Ivy’s continued studies in pediatrics highlighted the vast disparities in patients who were not exposed to Hydroxyurea, often due to fear of fatal side effects from the medication unfamiliar to many, along with community barriers, like the lack of providers prescribing the drug. His treatment has encouraged his efforts to improve clinical trial guidelines and access to quality care for people living with SCD.
“I’ll never forget what Dr.Oringer said to me. He said, ‘Donnell, I can’t guarantee you that you won’t get cancer if you take Hydroxyurea, but, chances are, if you had one episode of acute chest syndrome (ACS), you’re more likely to have another. So, you could not take Hydroxyurea and develop ACS in six months to a year and die from that,’” Ivy said. “That helped me to realize that sickle cell is a very severe disease, that there is risk to not treating sickle cell disease, just like there are risks to some of the therapies that exist.”
Why the Summit Matters: The Widespread Impact of Sickle Cell Disease
Sickle cell disease is the most common inherited blood disorder in the United States, according to the National Heart, Lung, and Blood Institute.
“It affects approximately 100,000 Americans and more than 20 million people worldwide,” the National Heart, Lung, and Blood Institute reports.
Further, there is a genetic disparity shown throughout persons with the disease, as the Centers for Disease Control and Prevention reports that over 90% of people with the SCD in the U.S. are non-Hispanic Black or African Americans across the country.
Among the many experiencing the most challenging complications from the disease, there are more than roughly 2 million people in the United States who live with the sickle cell trait. But while people with only sickle cell trait typically experience no symptoms or health complications in their daily lives, their lifestyle and decisions are still impacted by their genetic makeup.
People like Nigerian-born, British actress Wunmi Mosaku, of “Lovecraft Country,” “Deadpool” and “Wolverine,” spoke volumes to the lesser known effects of having SCD trait that impacted her life when she received her diagnosis in 2020.

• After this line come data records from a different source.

Issue #746, opened 2020-02-13
Extreme slowdown at specific execution timesteps


reint-fischer:
Hi all,

I am releasing particles in an open 3D domain with velocities only in the [x,z]-plane.

I am running into a sudden extreme increase in execution time at specific moments for specific combinations of dt and outputdt. At different starttimes, fieldsets, and both in forwards in time and backwards in time execution parcels takes extremely long at the same specific timestep. 

Decreasing dt seems to make this moment come earlier, while decreasing outputdt seems to do the opposite. However, some values for dt work significantly better, i.e. no difference between 0.005 and 0.01 but large difference between 0.005 and 0.004.

A number of combinations I have found:
DT [s]                      OutputDT [s]                     Timestep [s] where parcels starts taking very long
0.002                      0.1                                     0.6
0.002                      0.08                                   0.64
0.002                      0.01                                   5.42
0.004                      0.1                                     0.9999
0.004                      0.08                                   1.28
0.005                      0.1                                     44.8
0.005                      0.08                                   44.8
0.01                        0.1                                     44.8
0.01                        0.08                                   44.8

Since the bug is irrespective of starttime or fieldset, I do not think anything is happening to the particles. My memory looks fine. I get no errors. The problem is exactly reproducible.

[ExtremeSlowdown.txt](https://github.com/OceanParcels/parcels/files/4197095/ExtremeSlowdown.txt)

Any ideas what this might be?

reint-fischer:
Hi, as a quick fix for the bug, we've tried increasing the `__tol` variable. This seems to increase the time it takes before the extreme slowdown occurs and perhaps even speed up the continuation. It doesn't get rid of the problem altogether however. 

Now, I have found that for `__tol` == 1e-4, outputdt = 0.1 and dt = 0.001 I can get Parcels to execute for 44 seconds, with a slowdown at 21.3 seconds. After the slowdown, it seems something changes in the outputdt, as you can see in these figures:
![bug1zoom](https://user-images.githubusercontent.com/33000433/75148762-b2d2d700-5700-11ea-8d4b-f56a212e4d5f.png)
![bug1](https://user-images.githubusercontent.com/33000433/75148763-b36b6d80-5700-11ea-9277-aa9deb2f9cce.png)

Up until 21.3 seconds, each timestep takes 0.1 seconds, so the line is nicely 1:1. After the slowdown, the dt becomes variable. You can see this in this figure: 
[...]

PR #747, opened 2020-02-13
increasing __tol value in JIT particle loop

erikvansebille:
If dt is very small (~<0.001 s), Parcels can get stuck in an infinite loop (see #746). 

Commit fff3c97 fixes that by increasing the tolerance `__tol` in the JIT particles loop. 
This, however, is not a very clean solution. Perhaps a more robust solution can be developed


erikvansebille:
Closing this PR, as #762 is a more robust implementation/fix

“I just didn’t realize how many decisions were being made because of SCD. The jobs, travel, the climate they choose to live in. I have friends who have told me that every decision they make in their life, Sickle cell is a part of that decision making,” Mosaku said. “Someone I know said they just don’t get into relationships because relationships are stressful, and stress brings on crises for them.”
For Mosaku, whose husband also discovered he too is a trait carrier, the confirmed blood testing unexpectedly changed the trajectory of her future maternity journey, leading her to carefully consider motherhood with the potential of birthing a child with SCD – an experience that many with the SCD trait can relate to.
“I spoke to a few mothers of [SCD] warriors, and I heard the stories about changing from pediatric care to adult care, prejudices that come into play with adult care. I knew that as a parent I could be there for a child, but [when they become an] adult, you’re not always around,” she said. “So just hearing how people live, the struggle, pain, and decisions that warriors were having to make because of their disease, [including] carriers, I felt like because I have the knowledge, I shouldn’t gamble [those possibilities].”